Александр Кузьменков - Группа продленного дня
Он спросил – отрывисто, прилично мундиру и кабинету: хлеб? Поверх мышиного шороха бумаг лег тонкий, почти бабий, голос: от недорода вздорожал вдвое, рожь… э-э… – шестьдесят четыре копейки пуд. Он спросил: что Оболенский? Казенное зерно отпускает за прошлогоднюю цену, за то имеет от перекупщиков по гривеннику с пуда. Он поморщился: надо бы к цугундеру молодца, но не время, а замаран, – так со страху будет вернее пса! а вслух указал: Воинскому Приказу, тайно, – гарнизоны в городах привесть к полной готовности, Синоду – распространить в приходах проповеди о христианской воздержности: акриды и дикий мед, не хлебом единым… Платов делал на полях отметки карандашом. Он спросил: Лунин? Едет, с фельдъегерем на сломную голову пьет да на станциях шумит. Он вновь поморщился: очень узнаю! ну да пусть его почудит напоследок… а Телль? Во вторник… э-э… выехал из Москвы. Он велел: из виду не выпускать, докладывать во всякое время, и спросил: что еще? Платов продолжил: в Торжке чеченские переселенцы промышляли грабежами, за то биты местными мастеровыми, участвовало… э-э… до сотни человек, с обеих сторон есть убитые. Зачинщиков под суд и в каторгу, остальных – в штрафные роты, начальника внутренной стражи за худое о порядке попечение разжаловать в частные, дело предать самой широкой огласке… Он смолк, неопределенно пошевелил в воздухе пальцами: а что, Василий Васильевич, тут как будто виноградом отзывает?..
ГЛАВА IV
«Зачем сей старец заключен
В твоих стенах, жилище страха?
Здесь век ли кончить присужден,
Или ему готова плаха?..»
Б е с т у ж е в - М а р л и н с к и й
Как он темен, басманный флигель! один рыжий лоскуток свечного пламени чудом прилип к смоляному сумраку. И какая тяжкая, шершавая тишина! будто из кирпичей сложена. Лишь расшатанные половицы отзываются под ногою мерзким гробовым скрыпом. Да, принужден признать: гробовым…

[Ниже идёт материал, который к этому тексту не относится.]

PR #5189, opened 2017-01-18
Enable inlining the multi-ddata array follower iterator.

gbtitus:
The follower iterator for the multi-ddata case could not be inlined
because it had two separate iteration loops with an execution-time test
to choose which one to use.  I believe that the test actually checked a
condition that is always true, so here I'm removing it in order to get
the iterator inlined.  I am leaving behind a debug-protected assert()
test to check the condition, however.

For a number of tests, such as stream-ep, this gets performance back to
the expected range after the original multi-ddata slowed them way down.
It does not fix the largest losses, though, such as for '1D Array
Parallel Iteration'.  That has a different cause and will be treated
separately.

### DIFF
--- a/modules/internal/DefaultRectangular.chpl
+++ b/modules/internal/DefaultRectangular.chpl
@@ -920,7 +920,7 @@ module DefaultRectangular {
                minIndicesPerTask:int = dataParMinGranularity)
       ref where defRectSimpleDData {
       if debugDefaultDist {
-        chpl_debug_writeln("*** In defRectArr simple-dd fallback iterator");
+        chpl_debug_writeln("*** In defRectArr simple-dd serial iterator");
       }
       if rank == 1 {
         // This is specialized to avoid overheads of calling dsiAccess()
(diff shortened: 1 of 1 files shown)


gbtitus:
@benharsh , would you review this one, please?

modules/internal/DefaultRectangular.chpl
```diff
@@ -1170,64 +1170,53 @@ module DefaultRectangular {
...
         const mdPDLow = dom.dsiDim(mdParDim).low;
         const chunk = mdInd2Chunk(mdPDLow + followThis(mdParDim).low);
-        if mdPDLow + followThis(mdParDim).high <= mData(chunk).pdr.high {
-          //
-          // entire followThis is in one multi-data chunk
-          // TODO: is it ever otherwise?
-          //
+        if debugDataParMultiDData {
+          // this code assumes followThis spans but a single chunk
+          assert(mdPDLow + followThis(mdParDim).high <= mData(chunk).pdr.high);
```
benharsh: Would something like this be better protected by the ``boundsChecking`` param so that we can have frequent testing of this condition?

benharsh:
Looks good otherwise! 👍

На шеллинговом столе скалили зубы два людские черепа; первый был черен и трухляв, второй, напротив, отливал свежей бильярдной желтизною, и ты пошутил: sind Sie nicht nur Philosoph, sondern auch Phrenologe? И Шеллинг изъяснил, поочередно и с усмешкою оглаживая оба ладонью: dieser Schädel gehört einem Urmenschen, und dieser – unserem Zeitgenossen; bemerkten Sie, geehrter Peter, daß der Umfang des ersten ist bedeutend größer? wenn Sie finden es seltsam, dann bemühen Sie sich Eins und Alles zu vergleichen – leider die hochstirnige Klugschwätzers hatten keine Möglichkeit zu überleben und also sich zu vermehren, sie waren noch im fabelhaften Altertum ohne Zweifeln und Lispeln vernichtet worden…
Фридрих, разумеется, откровенно кокетствовал: немцу ли на то сетовать? по крайности, Аларик и Гензерик, стократ клейменные именем варваров, не обрекали своих мудрецов в жертву Вотану. Иное дело Русь: здесь человека разумного и толкового прямиком отправляли в услужение богам, – петля на шею, и вся недолга. Православие в отношении рассудка недалеко ушло от язычества; Иосиф Волоцкий накрепко заповедал: мнение есть падение. Наследственный страх удавки взрастил на нашей почве умы смиренные и неповоротливые, коим простейший силлогизм – непостижная задача. Французу мысль нужна, чтобы блеснуть ею на людях, англичанину – чтобы привесть ее в исполнение, германцу – чтобы ее обдумать; русский притопнет ее сапогом, будто докучного таракана. Куда как прав Александр: горе уму! и первый стал тому примером: держался нелестных понятий, за то отлучен от дипломации, сиднем засел в Синондале; по слухам, ходит в засаленном чекмене с газырями, с утра надувается вином да изливает желчь на вечно брюхатую свою грузинку. Другой Александр не ужился с нынешними оголтелыми патриотами, – променял стихи на кутежи, жжет свою свечу с обоих концов, не нашед лучшего поприща. Все заживо погребены, – кто в Кахетии, кто в Москве, кто в гончаровском maison de tolerance … Оторванные люди, зачеркнутые люди! а ведь только тем и грешны, что понимали свой век и свое призвание. Такие тут не ко двору; русские суждения зависят от циркуляров и предписаний, а что сверх того – от лукавого. Мнение есть падение!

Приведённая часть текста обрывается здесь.